# [Problem]
Output exactly the lines below, starting with the line that has "(diff shortened: 1 of 6 files shown)" and going on through the line that has "panopticoncentral, line 67: >UpToDateCheckDurationMillis", both included, and no other lines.

Start of Records supplied

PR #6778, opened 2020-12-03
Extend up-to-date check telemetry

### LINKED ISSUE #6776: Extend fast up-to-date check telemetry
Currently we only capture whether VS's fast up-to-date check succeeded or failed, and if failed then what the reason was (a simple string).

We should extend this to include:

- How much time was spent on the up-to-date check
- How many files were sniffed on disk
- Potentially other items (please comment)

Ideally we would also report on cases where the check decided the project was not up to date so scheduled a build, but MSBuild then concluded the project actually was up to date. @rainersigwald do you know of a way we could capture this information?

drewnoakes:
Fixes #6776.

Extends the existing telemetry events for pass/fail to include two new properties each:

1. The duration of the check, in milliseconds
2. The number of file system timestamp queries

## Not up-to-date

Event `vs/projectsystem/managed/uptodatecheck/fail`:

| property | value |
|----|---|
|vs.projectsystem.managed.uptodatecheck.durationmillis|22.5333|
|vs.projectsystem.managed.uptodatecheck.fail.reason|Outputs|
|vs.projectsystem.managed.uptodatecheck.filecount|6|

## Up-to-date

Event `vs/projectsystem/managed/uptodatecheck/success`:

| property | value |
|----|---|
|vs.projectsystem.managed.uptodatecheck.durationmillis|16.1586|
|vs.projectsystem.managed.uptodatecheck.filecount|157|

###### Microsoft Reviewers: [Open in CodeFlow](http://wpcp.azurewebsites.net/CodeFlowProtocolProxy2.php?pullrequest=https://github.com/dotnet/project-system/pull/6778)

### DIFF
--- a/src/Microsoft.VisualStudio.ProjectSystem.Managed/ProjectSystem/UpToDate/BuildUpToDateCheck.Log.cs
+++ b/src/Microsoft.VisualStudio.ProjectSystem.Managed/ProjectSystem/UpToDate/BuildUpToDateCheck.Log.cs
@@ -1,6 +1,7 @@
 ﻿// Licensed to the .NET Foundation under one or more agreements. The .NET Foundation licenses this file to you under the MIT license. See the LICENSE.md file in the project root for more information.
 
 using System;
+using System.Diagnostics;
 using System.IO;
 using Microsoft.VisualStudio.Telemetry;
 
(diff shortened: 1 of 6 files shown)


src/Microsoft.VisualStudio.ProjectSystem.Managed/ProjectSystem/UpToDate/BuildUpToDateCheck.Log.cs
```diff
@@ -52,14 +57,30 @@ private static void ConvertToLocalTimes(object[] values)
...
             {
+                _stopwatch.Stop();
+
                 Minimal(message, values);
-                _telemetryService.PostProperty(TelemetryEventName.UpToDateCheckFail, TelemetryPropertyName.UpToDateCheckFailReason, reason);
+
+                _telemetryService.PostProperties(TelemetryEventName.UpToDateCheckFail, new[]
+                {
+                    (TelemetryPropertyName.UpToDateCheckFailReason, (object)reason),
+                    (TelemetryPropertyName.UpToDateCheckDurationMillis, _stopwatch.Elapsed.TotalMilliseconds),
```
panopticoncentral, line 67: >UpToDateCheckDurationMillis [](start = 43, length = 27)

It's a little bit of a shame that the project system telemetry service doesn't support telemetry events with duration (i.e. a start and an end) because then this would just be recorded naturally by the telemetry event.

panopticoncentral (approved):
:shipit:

End of Records supplied
Start of Records supplied

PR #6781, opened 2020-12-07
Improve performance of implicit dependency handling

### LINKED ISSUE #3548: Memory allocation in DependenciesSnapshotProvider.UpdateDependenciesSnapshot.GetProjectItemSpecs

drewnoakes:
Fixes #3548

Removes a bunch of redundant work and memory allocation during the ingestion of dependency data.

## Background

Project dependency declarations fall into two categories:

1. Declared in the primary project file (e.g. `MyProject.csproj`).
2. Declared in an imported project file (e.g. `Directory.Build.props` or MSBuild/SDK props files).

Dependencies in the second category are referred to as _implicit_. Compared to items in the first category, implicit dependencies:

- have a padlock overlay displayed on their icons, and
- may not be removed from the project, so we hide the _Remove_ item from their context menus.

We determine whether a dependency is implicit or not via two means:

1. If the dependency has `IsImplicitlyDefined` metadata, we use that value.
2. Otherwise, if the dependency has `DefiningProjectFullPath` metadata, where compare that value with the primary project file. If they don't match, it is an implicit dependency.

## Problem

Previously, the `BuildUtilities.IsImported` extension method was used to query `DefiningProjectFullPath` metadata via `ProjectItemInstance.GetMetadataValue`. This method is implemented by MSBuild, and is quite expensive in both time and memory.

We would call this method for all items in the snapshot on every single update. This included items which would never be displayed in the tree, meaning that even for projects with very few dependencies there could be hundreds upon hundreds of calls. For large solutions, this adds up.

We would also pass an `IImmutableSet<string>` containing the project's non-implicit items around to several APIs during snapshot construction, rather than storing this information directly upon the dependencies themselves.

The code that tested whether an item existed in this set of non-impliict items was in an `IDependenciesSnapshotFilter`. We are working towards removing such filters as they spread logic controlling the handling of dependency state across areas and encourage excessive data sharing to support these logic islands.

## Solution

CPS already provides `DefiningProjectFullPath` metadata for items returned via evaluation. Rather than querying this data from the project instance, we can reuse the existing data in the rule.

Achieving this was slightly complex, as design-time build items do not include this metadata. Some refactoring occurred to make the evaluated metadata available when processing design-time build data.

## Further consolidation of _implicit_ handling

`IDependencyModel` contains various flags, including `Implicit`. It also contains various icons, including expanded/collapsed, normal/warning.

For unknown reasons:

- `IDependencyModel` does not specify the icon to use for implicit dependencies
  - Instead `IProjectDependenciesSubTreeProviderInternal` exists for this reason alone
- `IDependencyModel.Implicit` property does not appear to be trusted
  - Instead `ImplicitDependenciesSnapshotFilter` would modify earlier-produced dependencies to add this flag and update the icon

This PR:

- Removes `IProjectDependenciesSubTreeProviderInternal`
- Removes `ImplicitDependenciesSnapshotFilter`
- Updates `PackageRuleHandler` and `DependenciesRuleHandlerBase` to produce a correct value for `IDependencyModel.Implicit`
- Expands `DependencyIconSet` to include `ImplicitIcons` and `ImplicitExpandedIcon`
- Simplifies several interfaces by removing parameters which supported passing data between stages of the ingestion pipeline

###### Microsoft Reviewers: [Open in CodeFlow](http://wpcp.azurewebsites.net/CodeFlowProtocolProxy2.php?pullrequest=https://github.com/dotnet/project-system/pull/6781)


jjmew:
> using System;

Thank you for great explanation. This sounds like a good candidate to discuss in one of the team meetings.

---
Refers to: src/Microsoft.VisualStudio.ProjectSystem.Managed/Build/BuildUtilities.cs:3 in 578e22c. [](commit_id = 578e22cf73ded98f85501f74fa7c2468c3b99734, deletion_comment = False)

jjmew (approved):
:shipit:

End of Records supplied
Start of Records supplied

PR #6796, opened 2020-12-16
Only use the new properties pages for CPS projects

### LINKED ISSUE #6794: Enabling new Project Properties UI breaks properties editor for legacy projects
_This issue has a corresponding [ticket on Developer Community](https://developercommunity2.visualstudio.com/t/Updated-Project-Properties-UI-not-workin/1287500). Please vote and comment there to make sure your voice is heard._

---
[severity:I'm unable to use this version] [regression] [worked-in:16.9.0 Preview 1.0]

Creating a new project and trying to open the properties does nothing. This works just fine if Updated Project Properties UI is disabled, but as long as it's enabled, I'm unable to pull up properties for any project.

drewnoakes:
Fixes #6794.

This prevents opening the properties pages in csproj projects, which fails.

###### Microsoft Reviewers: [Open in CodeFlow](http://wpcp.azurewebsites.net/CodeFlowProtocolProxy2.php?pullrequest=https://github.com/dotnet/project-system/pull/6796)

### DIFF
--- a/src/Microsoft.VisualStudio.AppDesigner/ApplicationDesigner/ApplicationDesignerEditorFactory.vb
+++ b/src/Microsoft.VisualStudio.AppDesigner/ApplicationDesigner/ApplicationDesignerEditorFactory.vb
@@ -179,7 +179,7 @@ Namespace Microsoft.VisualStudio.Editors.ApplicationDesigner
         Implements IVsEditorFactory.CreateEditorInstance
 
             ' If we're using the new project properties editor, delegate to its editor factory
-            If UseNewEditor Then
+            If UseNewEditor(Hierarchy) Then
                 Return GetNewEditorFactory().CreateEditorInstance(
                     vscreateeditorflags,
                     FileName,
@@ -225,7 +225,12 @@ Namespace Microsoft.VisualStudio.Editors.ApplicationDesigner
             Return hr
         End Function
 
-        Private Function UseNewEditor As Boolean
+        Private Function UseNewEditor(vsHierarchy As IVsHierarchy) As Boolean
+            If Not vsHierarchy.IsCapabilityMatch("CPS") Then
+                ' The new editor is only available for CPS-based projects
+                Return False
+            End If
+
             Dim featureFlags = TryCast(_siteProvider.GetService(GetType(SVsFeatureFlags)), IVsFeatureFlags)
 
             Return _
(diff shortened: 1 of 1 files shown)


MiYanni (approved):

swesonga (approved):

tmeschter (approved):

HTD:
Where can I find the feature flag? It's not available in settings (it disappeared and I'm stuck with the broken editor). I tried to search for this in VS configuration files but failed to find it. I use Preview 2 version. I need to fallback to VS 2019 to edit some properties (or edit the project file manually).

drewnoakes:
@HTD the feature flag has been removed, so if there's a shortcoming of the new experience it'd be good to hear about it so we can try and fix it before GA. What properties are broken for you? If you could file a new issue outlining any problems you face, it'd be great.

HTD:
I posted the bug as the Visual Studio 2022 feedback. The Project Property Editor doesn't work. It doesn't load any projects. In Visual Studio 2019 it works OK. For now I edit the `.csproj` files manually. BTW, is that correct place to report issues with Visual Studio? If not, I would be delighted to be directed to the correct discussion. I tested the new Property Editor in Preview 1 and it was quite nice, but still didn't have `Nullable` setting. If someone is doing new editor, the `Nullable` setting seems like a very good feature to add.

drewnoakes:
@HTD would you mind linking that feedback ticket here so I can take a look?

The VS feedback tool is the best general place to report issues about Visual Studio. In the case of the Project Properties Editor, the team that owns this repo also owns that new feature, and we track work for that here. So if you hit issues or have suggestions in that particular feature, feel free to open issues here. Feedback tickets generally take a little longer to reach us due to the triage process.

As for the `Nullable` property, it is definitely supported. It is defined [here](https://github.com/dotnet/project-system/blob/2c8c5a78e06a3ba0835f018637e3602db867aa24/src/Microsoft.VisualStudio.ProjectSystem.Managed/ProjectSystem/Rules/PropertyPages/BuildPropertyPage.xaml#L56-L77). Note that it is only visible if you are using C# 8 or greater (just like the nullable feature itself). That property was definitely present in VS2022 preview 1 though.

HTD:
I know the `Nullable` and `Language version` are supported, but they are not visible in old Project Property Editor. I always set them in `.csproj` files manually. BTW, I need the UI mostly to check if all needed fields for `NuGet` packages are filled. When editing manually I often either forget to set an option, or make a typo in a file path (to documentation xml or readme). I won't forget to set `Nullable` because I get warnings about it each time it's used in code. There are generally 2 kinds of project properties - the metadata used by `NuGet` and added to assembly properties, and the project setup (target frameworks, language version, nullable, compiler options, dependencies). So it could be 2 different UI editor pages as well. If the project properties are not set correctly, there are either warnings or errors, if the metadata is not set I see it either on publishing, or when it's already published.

End of Records supplied

# [Answer to this task]
(diff shortened: 1 of 6 files shown)


src/Microsoft.VisualStudio.ProjectSystem.Managed/ProjectSystem/UpToDate/BuildUpToDateCheck.Log.cs
```diff
@@ -52,14 +57,30 @@ private static void ConvertToLocalTimes(object[] values)
...
             {
+                _stopwatch.Stop();
+
                 Minimal(message, values);
-                _telemetryService.PostProperty(TelemetryEventName.UpToDateCheckFail, TelemetryPropertyName.UpToDateCheckFailReason, reason);
+
+                _telemetryService.PostProperties(TelemetryEventName.UpToDateCheckFail, new[]
+                {
+                    (TelemetryPropertyName.UpToDateCheckFailReason, (object)reason),
+                    (TelemetryPropertyName.UpToDateCheckDurationMillis, _stopwatch.Elapsed.TotalMilliseconds),
```
panopticoncentral, line 67: >UpToDateCheckDurationMillis [](start = 43, length = 27)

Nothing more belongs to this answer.